C’è tanta voglia di fare bene e numericamente il
quadrato domenicale è più o meno lo stesso di sempre, ma più consapevole dei
propri mezzi. C’è una crescita stilistica che lascia ben sperare per il futuro. Partono cori contro l’antagonista Sorrento e l’atmosfera si
riscalda.
Si salta al grido Chi nun zomp
e sorrentì, coro che poi, sullo stesso ritmo, si trasforma in Cervinara siamo noi. Incisivo l’apporto
del tamburo e dei battimani continui.
Bello il classico “Cervinara Cervinara eh” seguito da un lungo “ti amo, ti amo, ti amo te lo diciamo in coro che non sarai mai solo”.
Riprendono fiato gli UAC con il treno islandese, ripetuto tre volte. Inni per i diffidati, a
rispondere, e arriva il nuovo coro, eseguito egregiamente, “le diffide passano solo gli ultras restano”.
Verso la fine della prima frazione di gioco arriva il “Noi vogliamo questa vittoria” che chiude
ufficialmente la spaccatura con la squadra.
La Cervinara che vive con passione l’Audax
ribadisce a chiare lettere: “Son sempre
qui e canterò così perché non morirà finchè non finirà questa vita ultras”.
L’ultimo canto, dopo oltre 45 minuti di tifo, è emblematico:
libertà per gli ultras!
Tra il primo ed il secondo tempo scende in campo la
Tradizione, grazie all’intramontabile gruppo di ballo popolare Cervinarese, che
mette in scena la ‘Ndrezzata.
Allo spettacolo partecipano attivamente alcuni
ragazzi del gruppo e sulle gradinate c’è spazio per i tifosi con mazze e i
costumi tradizionali.
Da sottolineare la bella presenza di ragazze Cervinaresi
in mezzo al settore caldo degli UAC.
Dopo la parentesi folcloristica, gli Ultras si rimboccano le
mani e cercano di spingere l’Audax al meritato pareggio. La rete incassata,
immeritatamente, cambia il volto alla delicata partita.
Lo svantaggio non
scoraggia i ragazzi ed il tifo, dopo un tiepido avvio, prende vigore e riesce a
spingere la squadra. Il pareggio arriva dopo un bombardamento continuo,
soprattutto del neo acquisto Rosario Majella, autore di oltre 200 reti tra serie C1, C2
e D. L’ex attaccante di Casertana, Avellino, Savoia, Campobasso, Turris, Latina,
Angri, Nardò, Isernia, Trapani e Nocerina realizza una rete importantissima,
che cancella il rigore sbagliato e soprattutto una serie incredibile di
occasioni sfumate.
Il sostegno è incessante, anche se c’è un calo nell’intensità.

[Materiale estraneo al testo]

PR #2222, opened 2024-07-02
Fix infeasible analyzer

guilpier-code:
This PR is attached to ticket [ticket ANT-1825](https://gopro-tickets.rte-france.com/browse/ANT-1825).
Some improvements were made or tried by taking care of the ticket.
The result is this PR.

**What was done** : 
- hydro scope :
  - [x] move the code that prints the TS numbers on disk :  due to recent changes it was moved after the loop through MC years. So, we have to wait until simulation ends to know which TS numbers where drawn. So we move that code back.
- infeasibility analyzer scope 
  - [x] **Constraint :: extractItems()** was simplified
  - [x] Some renaming, meant to be more expressive
  - [x] Add a type of constraint to be spotted by the analyzer in case of infeasibility    
  - [ ] what else ?

### DIFF
--- a/src/solver/infeasible-problem-analysis/constraint.cpp
+++ b/src/solver/infeasible-problem-analysis/constraint.cpp
@@ -34,21 +34,21 @@ const std::string kUnknown = "<unknown>";
 
 namespace Antares::Optimization
 {
-Constraint::Constraint(const std::string& input, const double slackValue):
-    mInput(input),
-    mSlackValue(slackValue)
+Constraint::Constraint(const std::string& name, const double slackValue):
+    name_(name),
+    slackValue_(slackValue)
 {
 }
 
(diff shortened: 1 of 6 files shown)


flomnes (changes requested):
Looks good to me. However, could you please split this into 3 PRs ?
- (A) Renaming
- (B) Use `boost::algorithm::split_regex` 
- (C) Move the write of ts-numbers

A possibility is 
```
(develop) <----- C
          \-----  A <----- B
```

But at your convenience.

guilpier-code:
Was divided into 4 pull requests : 
- #2225 
- #2226 
- #2227
- #2228

guilpier-code:
Was divided into 4 pull requests : 
- #2225 
- #2226 
- #2227
- #2228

“Te lo dico il cuore” viene cantato
senza soste e con le bandiere al vento.
I Rebels Ultrà sfoderano le bandierine
del gruppo e i dissidi interni sono un lontano ricordo.
La pausa di riflessione
è servita a tutti, evidentemente.
Durante l’assedio ai salernitani, oggi in casacca bianconera,
c’è spazio per un inno di scuola veronese “Seguo
la squadra del mio cuor, tifo i colori BiancoBlu” che dura abbastanza.
Il
finale è teso, ma il sostegno non si ferma mai.

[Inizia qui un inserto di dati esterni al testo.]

PR #2231, opened 2024-07-03
Infeasibility more cleaning

guilpier-code:
We're on the road to make **infeasibility analyzer** more changeable, more precisely when adding a constraint type to the list of constraints to be detected in case of infeasibity.    
This PR is a step towards this purpose.  
It contains some heterogeneous simplifications and renaming.
In order to ease the review, some comments were added in this PR.


src/solver/infeasible-problem-analysis/constraint.cpp
```diff
@@ -35,16 +36,15 @@ const std::string kUnknown = "<unknown>";
...
+    name_(name),
     slackValue_(slackValue)
 {
 }
 
-std::size_t Constraint::extractComponentsFromName()
+void Constraint::extractComponentsFromName()
 {
     boost::algorithm::split_regex(nameComponents_, name_, boost::regex("::"));
-    return nameComponents_.size();
```
guilpier-code, line 47: No need to return the size : this was returned only to test if this size is zero, but it can never be zero, as constraints are filtered based on regex pattern : 
```C++
const std::string constraint_name_pattern = "^AreaHydroLevel::|::hourly::|::daily::|::weekly::|"
                                                "^FictiveLoads::|^Level::|"
                                                "^HydroPower::";
```
This forces the constraint's name to contain "**::**" and something else (like **AreaHydroLevel**, **daily**, ...).

src/solver/infeasible-problem-analysis/constraint.cpp
```diff
@@ -61,67 +61,36 @@ class StringIsNotWellFormated: public std::runtime_error
     }
 };
 
-std::string StringBetweenAngleBrackets(const std::string& str)
+std::string StringBetweenAngleBrackets(const std::string& constraintName)
 {
-    const auto& begin = str.begin();
-    const auto& end = str.end();
+    std::vector<std::string> split_name;
```
guilpier-code, line 66: Here we base the extraction of the string between angle bracket on the **split algorithm**, rather than the **find algorithm**. It makes code slightly more simple.
Error handling was a bit simplified.
In the end, function is shorter and easier to understand, I guess.

src/solver/infeasible-problem-analysis/include/antares/solver/infeasible-problem-analysis/constraint.h
```diff
@@ -40,27 +40,23 @@ enum class ConstraintType
 class Constraint
 {
 public:
-    // Construct object
```
guilpier-code, line 43: Here, some comments were removed : they added no value to the code itself.

src/solver/infeasible-problem-analysis/report.cpp
```diff
@@ -71,11 +72,8 @@ void InfeasibleProblemReport::sortConstraintsByType()
 {
     for (auto& c: constraints_)
     {
-        if (c.extractComponentsFromName() == 0)
```
guilpier-code, line 74: As already said above, **extractComponentsFromName** was returning the number of components a constraint's name is composed with, but this number can never be zero.
So the **if** statement was removed.

src/solver/infeasible-problem-analysis/report.cpp
```diff
@@ -114,14 +116,12 @@ void InfeasibleProblemReport::logSuspiciousConstraints()
     {
         Antares::logs.error() << "* Binding constraints,";
     }
-
-    Antares::logs.error() << "* Negative hurdle costs on lines with infinite capacity (rare).";
```
guilpier-code, line 118: Couldn't see any use for this log line : 
it's printed in all cases of infeasibility, even if here are no link involved (indeed, **hurdle cost**s are related to links).
Besides, it can be misleading for user, forced to wonder why he's got this message.

src/solver/infeasible-problem-analysis/report.cpp
```diff
@@ -114,14 +116,12 @@ void InfeasibleProblemReport::logSuspiciousConstraints()
...
 }
 
 void InfeasibleProblemReport::prettyPrint()
 {
-    sortConstraintsByType();
```
guilpier-code, line 123: The call to `sortConstraintsByType()` was moved above, with another call to a sort function.
 Besides, this call is not related to client function's name, which is supposed to print only.

src/tests/src/solver/infeasible-problem-analysis/test-unfeasible-problem-analyzer.cpp
```diff
@@ -171,9 +171,9 @@ std::unique_ptr<MPSolver> createUnfeasibleProblem(const std::string& constraintN
 }
 
 static const std::string validConstraintNames[] = {
-  "BC::hourly::hour<36>",
-  "BC::daily::day<67>",
-  "BC::weekly::week<12>",
+  "BC-name-1::hourly::hour<36>",
```
guilpier-code, line 174: Here I changed a bit the binding constraints' names.
Originally, these names started with "BC::", and it made think that BC names in **mps** files necessarily start with this prefix. This not the case, this prefix is the name of the BC.

src/solver/infeasible-problem-analysis/report.cpp
```diff
@@ -86,6 +84,10 @@ void InfeasibleProblemReport::logSuspiciousConstraints()
     {
         Antares::logs.error() << c.prettyPrint();
     }
+}
+
+void InfeasibleProblemReport::logInfeasibilityCauses()
```
guilpier-code, line 89: Here we split logs into 2 separate functions : 
- one that logs suspicious constraints 
- one that logs of infeasibility causes

src/solver/infeasible-problem-analysis/constraint.cpp
```diff
@@ -75,67 +61,36 @@ class StringIsNotWellFormated: public std::runtime_error
     }
 };
 
-std::string StringBetweenAngleBrackets(const std::string& str)
+std::string StringBetweenAngleBrackets(const std::string& constraintName)
```
a-zakir, line 64: this function is agnostic to its input and therefore the param should not be renamed;

src/solver/infeasible-problem-analysis/constraint.cpp
```diff
@@ -75,67 +61,36 @@ class StringIsNotWellFormated: public std::runtime_error
...
-
-    if (left == end)
+    std::string err_msg = "Error: ";
+    if (split_name.size() < 3)
     {
-        std::ostringstream stream;
-        stream << std::string("Error the string: ") << std::quoted(str)
-               << " does not contains the left angle bracket " << std::quoted("<");
-        throw StringIsNotWellFormated(stream.str());
+        err_msg += "constraint name '" + constraintName + "' misses '<' and/or '>' bracket";
```
a-zakir, line 72: or make it a class method

src/solver/infeasible-problem-analysis/constraint.cpp
```diff
@@ -158,61 +113,46 @@ ConstraintType Constraint::getType() const
     {
         return ConstraintType::hydro_reservoir_level;
     }
+    if (nameComponents_.at(0) == "HydroPower")
```
a-zakir: it's works because Antares provides constraints and vars names, trimmed!

flomnes (approved):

Finisce il tempo regolamentare e con esso la
speranza di scavalcare direttamente il Faiano, che resiste al terzo posto, preceduto dall’odiato
Sorrento e dalla capolista Ebolitana 1925.
Dopo il triplice fischio si torna a cantare l’inno “dal Trentacinque” che sancisce la pace tra le varie componenti di un ambiente abituato da sempre a Pane & Pallone.

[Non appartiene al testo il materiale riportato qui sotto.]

PR #2232, opened 2024-07-04
Infeasibility anaylsis : make it more changeable

guilpier-code:
Work in progress...


src/solver/infeasible-problem-analysis/constraint.cpp
```diff
@@ -36,9 +36,8 @@ const std::string kUnknown = "<unknown>";
 
 namespace Antares::Optimization
 {
-Constraint::Constraint(const std::string& name, const double slackValue):
-    name_(name),
-    slackValue_(slackValue)
+Constraint::Constraint(const std::string& name):
+    name_(name)
```
flomnes: I think this class becomes useless

src/solver/infeasible-problem-analysis/detected-infeasible-constraints.h
```diff
@@ -0,0 +1,79 @@
...
+{
+public:
+    void setConstraintName(std::string constraintName);
+    std::string regexId();
+    virtual std::string infeasisibity() = 0;
+    virtual std::string infeasisibityCause() = 0;
+
+protected:
+    std::string name_;
+    std::string regexId_;
```
flomnes: Remove protected variable, make corresponding getter regexID virtual

src/solver/infeasible-problem-analysis/constraint-slack-analysis.cpp
```diff
@@ -31,8 +32,29 @@
...
+    detectedConstraints_.push_back(std::make_shared<HourlyBC>());
+    detectedConstraints_.push_back(std::make_shared<DailyBC>());
+    detectedConstraints_.push_back(std::make_shared<WeeklyBC>());
+    detectedConstraints_.push_back(std::make_shared<FictitiousLoad>());
+    detectedConstraints_.push_back(std::make_shared<HydroLevel>());
+    detectedConstraints_.push_back(std::make_shared<STS>());
+    detectedConstraints_.push_back(std::make_shared<HydroProduction>());
+
+    std::vector<std::string> patterns;
+    std::for_each(detectedConstraints_.begin(), detectedConstraints_.end(),
```
flomnes: Use accumulate + back_inserter ?

src/solver/infeasible-problem-analysis/constraint.cpp
guilpier-code: Done

src/solver/infeasible-problem-analysis/report.cpp
```diff
@@ -21,107 +21,65 @@
...
-    for (const MPVariable* slack: slackVariables)
+    for (const auto& slackVar: slackVariables_)
     {
-        constraints_.emplace_back(slack->name(), slack->solution_value());
+        for (const auto& cType: constraintTypes_)
+        {
+            if (std::regex_search(slackVar->name(), std::regex(cType->regexId())))
+            {
+                constraints_.push_back(cType->clone());
+                constraints_.back()->setConstraintName(slackVar->name());
```
flomnes:
```suggestion
                constraints_.push_back(cType->clone(slackVar->name()));
                continue;
```

src/solver/infeasible-problem-analysis/watched-constraints.cpp
```diff
@@ -0,0 +1,238 @@
...
+{
+    return std::make_shared<WeeklyBC>(*this);
+}
+
+std::string WeeklyBC::infeasisibity()
+{
+    return "Weekly BC '" + shortName(splitName_);
+}
+
+std::string WeeklyBC::infeasisibityCause()
```
a-zakir:
```suggestion
std::string WeeklyBC::infeasibilityCause()
```

src/solver/infeasible-problem-analysis/include/antares/solver/infeasible-problem-analysis/watched-constraints.h
```diff
@@ -0,0 +1,87 @@
...
+    virtual std::shared_ptr<WatchedConstraint> clone() const = 0;
+    virtual std::string infeasisibity() = 0;
+    virtual std::string infeasisibityCause() = 0;
+
+protected:
+    std::string name_;
+    std::string regexId_;
+    std::vector<std::string> splitName_;
+};
+
```
a-zakir, line 29: i think it's not necessary to have all these derived classes!
the only differences are the regex and the infeasibility message

src/solver/infeasible-problem-analysis/watched-constraints.cpp
```diff
@@ -0,0 +1,238 @@
...
+
+// =======================================
+// Weekly BC constraint
+// =======================================
+WeeklyBC::WeeklyBC()
+{
+    regexId_ = "::weekly::";
+}
+
+std::shared_ptr<WatchedConstraint> WeeklyBC::clone() const
```
a-zakir: this is not a clone, it's a ref to the same object

src/solver/infeasible-problem-analysis/watched-constraints.cpp
```diff
@@ -0,0 +1,238 @@
...
+    return "* Weekly binding constraints.";
+}
+
+// =======================================
+// Fictitious load constraint
+// =======================================
+FictitiousLoad::FictitiousLoad()
+{
+    regexId_ = "^FictiveLoads::";
+}
```
a-zakir: well if you insist, at least this could be in-class initialized

src/solver/infeasible-problem-analysis/constraint-slack-analysis.cpp
```diff
@@ -53,9 +71,30 @@ void ConstraintSlackAnalysis::run(MPSolver* problem)
...
+    trimSlackVariables();
+}
+
+void ConstraintSlackAnalysis::selectConstraintsToWatch(MPSolver* problem)
+{
+    std::vector<std::string> patterns;
+    std::for_each(watchedConstraintTypes_.begin(),
+                  watchedConstraintTypes_.end(),
+                  [&](auto& c) { patterns.push_back(c->regexId()); });
+    std::string constraint_name_pattern{boost::algorithm::join(patterns, "|")};
```
a-zakir: i think regex construction should not be splitted into multiple files!
for the sake of clarity, either here or in "watched constraint" classes

src/solver/infeasible-problem-analysis/include/antares/solver/infeasible-problem-analysis/report.h
```diff
@@ -38,20 +42,18 @@ class InfeasibleProblemReport
...
-    std::vector<Constraint> constraints_;
-    std::map<ConstraintType, unsigned int> nbConstraintsByType_;
-    const unsigned int nbMaxVariables = 10;
+private:
+    void buildConstraintsFromSlackVars();
+    void filterConstraintsToOneByType();
+
+    const std::vector<std::shared_ptr<WatchedConstraint>>& constraintTypes_;
+    const std::vector<const MPVariable*>& slackVariables_;
+    std::vector<std::shared_ptr<WatchedConstraint>> constraints_;
```
a-zakir, line 50: 3 times std::vector<std::shared_ptr<WatchedConstraint>>
what's went wrong!?

src/solver/infeasible-problem-analysis/watched-constraints.cpp
```diff
@@ -0,0 +1,238 @@
...
+    return StringBetweenAngleBrackets(splitName.at(2));
+}
+
+namespace Antares::Optimization
+{
+
+// =======================================
+// Generic constraint logger
+// =======================================
+void WatchedConstraint::setConstraintName(std::string name)
```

Ora tutti pronti a lottare, con il coltello tra i
denti e i gomiti alti, per raggiungere questa salvezza con largo anticipo.
Voto finale: 8+
Tambureggianti e costanti per 90 minuti e passa.
Voto Canoro: 7,5
Ottimo primo tempo, leggero calo nel secondo, ma tutto
sommato ennesima provAudace.
Striscioni esposti:
ULTRAS AUDAX CERVINARA, DASPO VOLANT ULTRAS MANENT, REBES
ULTRA’ 1993, ZONA AUDAX, CERVINARA PRIMA DI TUTTO.
Curiosità:
Dopo la partita giunge la notizia di un incidente stradale a
Rotondi che ha coinvolto un nostro amico. Tanto spavento e per fortuna nessun
danno al conducente, tifosissimo del Cervo. La MicrAudax, però ci ha lasciato.
Quell’auto
ha macinato chilometri e chilometri al seguito dei BiancoBluAzzurri, soprattutto
all’inizio di questa splendida avventura Cervinarese.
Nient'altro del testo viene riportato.